I actually really like the word Girl. I like it a lot. You know why? Because it takes us back to a time when we could do anything. When you’re a girl, you have your whole life ahead of you, and nobody is going to stop you no matter how wild your aspirations are. When you grow up and become a woman, suddenly you’re living in the real world and you’re all business. You have to watch the news and go to the bank and buy gross healthy food. Fuck that. I want to hold on to Girl. I want to stay up way too late and play dress-up and eat giant ridiculous sundaes. I want to keep all my creativity and imagination. I want to keep all my options for the future open. And I want to glorify and appreciate adulthood like only a kid can. I want to be grown up without losing any of that fun and sparkle and all those dreams I had. Anything is possible. I’m living life to the fullest. That’s what being a girl is all about.

Girdle Zone

Being heavily into corsets, I’ve never been particularly interested in girdles. I guess I’ve just always thought of them as a lesser kind of corset, a “corset light”, if you will. Nevertheless the thought of getting one has crossed my mind. Not everyone wants to be bound down to 20 inches at all times, but that hourglass shape is incredibly addicting nonetheless. I just don’t feel right without it.

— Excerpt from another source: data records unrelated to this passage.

PR #110, opened 2023-10-31
docs: ADR for serving static assets

ormsbee:
A first stab at an asset serving ADR that could serve Studio and the LMS. I'm especially looking for feedback on how we could do the cookie auth handoff (or for someone to tell me why it's a terrible idea).

### DIFF
--- a/docs/decisions/0015-serving-static-assets.rst
+++ b/docs/decisions/0015-serving-static-assets.rst
@@ -4,7 +4,7 @@
 Context
 --------
 
-Both Studio and the LMS need to serve course team authored static assets as part of the authoring and learning experiences. These will most often be images, but may also include things like subtitles, audio files, and even JavaScript. It does NOT typically include video files, which are treated separately because of their size.
+Both Studio and the LMS need to serve course team authored static assets as part of the authoring and learning experiences. "Static assets" in the edx-platform context presently refers to: image files, audio files, text document files like PDFs, older video transcript files, and even JavaScript and Python files. It does NOT typically include video files, which are treated separately because of their large file size and complex workflows (processing for multiple resolutions, using third-party dictation services, etc.)
 
 This ADR is the synthesis of various ideas that were discussed across a handful of pull requests and issues. These links are provided for extra context, but they are not required to understand this ADR:
 
@@ -13,6 +13,9 @@ This ADR is the synthesis of various ideas that were discussed across a handful 
 * `Modeling Files and File Dependencies #70 <https://github.com/openedx/openedx-learning/issues/70>`_
 * `Serving static assets (disorganized thoughts) #108 <https://github.com/openedx/openedx-learning/issues/108>`_
 
+Data Storage Implementation
+~~~~~~~~~~~~~~~~~~~~~~~~~~~
+
 The underlying data models live in the openedx-learning repo. The most relevant models are:
 
 * `RawContent in contents/models.py <https://github.com/openedx/openedx-learning/blob/main/openedx_learning/core/contents/models.py>`_
@@ -20,9 +23,24 @@ The underlying data models live in the openedx-learning repo. The most relevant 
 
 Key takeaways about how this data is stored:
 
-* Raw asset data is stored in django-storages using its hash value as the file name. This makes it cheap to make many references to the same asset data under different names and versions, but it means that we cannot simply give direct links to the raw file data to the browser.
 * Assets are associated and versioned with Components, where a Component is typically an XBlock. So you don't ask for "version 5 of /static/fig1.webp", you ask for "the /static/fig1.webp associated with version 5 of this block".
-* This initial MVP would be to serve assets for v2 content libraries, where all static assets are associated with a particular component XBlock. Later on, we'll want to allow courses to port their existing files and uploads into this system in a backwards compatible way. We will probably do this by creating a Component that treats the entire course as a Component. The specifics for how that is modeled on the backend are out of scope for this ADR, but this general approach is meant to work for both use cases.
+* This initial MVP would be to serve assets for v2 content libraries, where all static assets are associated with a particular component XBlock. Later on, we'll want to allow courses to port their existing files and uploads into this system in a backwards compatible way. We will probably do this by creating a non-XBlock, filesystem Component type that can treat the entire course as a Component. The specifics for how that is modeled on the backend are out of scope for this ADR, but this general approach is meant to work for both use cases.
+* The actual raw asset data is stored in django-storages using its hash value as the file name. This makes it cheap to make many references to the same asset data under different names and versions, but it means that we cannot simply give direct links to the raw file data to the browser (see the next section for details).
+
+The Difficulty with Direct Links to Raw Data Files
+~~~~~~~~~~~~~~~~~~~~~~~~~~~~~~~~~~~~~~~~~~~~~~~~~~
+
+Since the raw data is stored as objects in an S3-like store, and the mapping of file names and versions to that raw data is stored in Django models, why not simply have a Django endpoint that redirects a request to the named asset to the hash-named raw data it corresponds to?
+
+**It will break relative links between assets.**
+  The raw data files exist in a flat space with hashes for names, meaning that any relative links between assets (e.g. a JavaScript file referencing an image) would break once a browser follows the redirect.
+
+**Setting Metadata: Content types, filenames, and caching.**
+  The assets won't generally "work" unless they're served with the correct Content-Type header. For users who want to download a file, it's quite inconvenient if the filename doesn't include the correct file extension (not to mention a friendly name instead of the hash). So we need to set the Content-Type and/or Content-Disposition: ; filename=... headers.
+
+  Setting these values for each request has proved problematic because some (but not all) S3-compatible storage services (including S3 itself) only support setting those headers for each request if you issue a signed GET request, which then gets in the way of caching and introduces the probability of browsers caching expired links, leading to all kinds of annoying cache invalidation issues.
+
+  Setting the filename value at upload time also doesn't work because the same data may be referenced under different filenames by different Components or even different versions of the same Component.
 
 Application Requirements
 ~~~~~~~~~~~~~~~~~~~~~~~~
@@ -51,10 +69,7 @@ Operational Requirements
 ~~~~~~~~~~~~~~~~~~~~~~~~
 
 **The asset server must be capable of handling high levels of traffic.**
-  Django views are poor choice for streaming files at scale, especially when deploying using WSGI (as Open edX does), since it will tie down a worker process for the entire duration of the response. While a Django-based streaming response is sufficient for small-to-medium sites, we should allow for a more scalable solution that fully takes advantage of modern CDN capabilities.
-
-**Serving assets should not *require* an S3-like object store.**
-  While S3-like object stores are often used in Open edX deployments at scale, our approach shouldn't *require* it. It is acceptable to require an S3-like store for high-scale traffic.
+  Django views are poor choice for streaming files at scale, especially when deploying using WSGI (as Open edX does), since it will tie down a worker process for the entire duration of the response. While a Django-based streaming response may sufficient for small-to-medium traffic sites, we should allow for a more scalable solution that fully takes advantage of modern CDN capabilities.
 
 **Serving assets should not *require* ASGI deployment.**
   Deploying the LMS and Studio using ASGI would likely substantially improve the scalability of a Django-based streaming solution, but migrating and testing this new deployment type for the entire stack is a large task and is considered out of scope for this project.
@@ -67,7 +82,7 @@ URLs
 
 The format will be: ``https://{asset_server}/assets/apps/{app}/{learning_package_key}/{component_key}/{version}/{filepath}``
 
-The asset server will have a completely different domain from the LMS and Studio, and will not be a subdomain.
+The assets will be served from a completely different domain from the LMS and Studio, and will not be a subdomain.
 
 A more concrete example: ``https://studio.assets.sandbox.openedx.io/apps/content_libraries/lib:Axim:200/xblock.v1:problem@826eb471-0db2-4943-b343-afa65a6fdeb5/v2/static/images/fig1.png``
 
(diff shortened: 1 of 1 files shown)


docs/decisions/0015-serving-static-assets.rst
```diff
@@ -0,0 +1,125 @@
...
+For instance, Studio would likely implement a simple permissions checking model that only examines the learning context and restricts access to course staff. LMS might eventually use a much more sophisticated model that looks at the individual Component that an asset belongs to.
+
+Cookie Authentication
+~~~~~~~~~~~~~~~~~~~~~
+
+Authentication will use a domain cookie on the root assets domain (e.g. ``*.assets.sandbox.openedx.io``). The cookie will have the ``Secure`` and ``HttpOnly`` attributes.
+
+OPEN QUESTIONS:
+
+* What's the best way to do handoff between LMS/Studio and get that cookie information over to the asset domains?
```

So it was when I was browsing a message board dedicated to vintage lifestyles and clothing that I found mention of this website, Girdle Zone. I had to have a look.
This site is a lot bigger than I would ever have thought a site about girdles could be. But the fact is there is a lot to do with history, romance, politics, and our senses of self as women that’s all tied up in girdles and the way we perceive them among other notable kinds of underwear. I was immediately fascinated by all the psychology that goes into girdles, and I was pleased to see that they really do hold just as much mental power over us as corsets do.
So you may find that a girdle is a powerful and extremely pleasurable and sexy expression of your femininity, a protective exo-skeleton that grants a feeling of power, or you may feel that you associate them with a repressed pre-feminist time. Either way, you can’t look into the subject without having some sort of emotional reaction. I’ll let you decide for yourselves how you feel about these charged garments.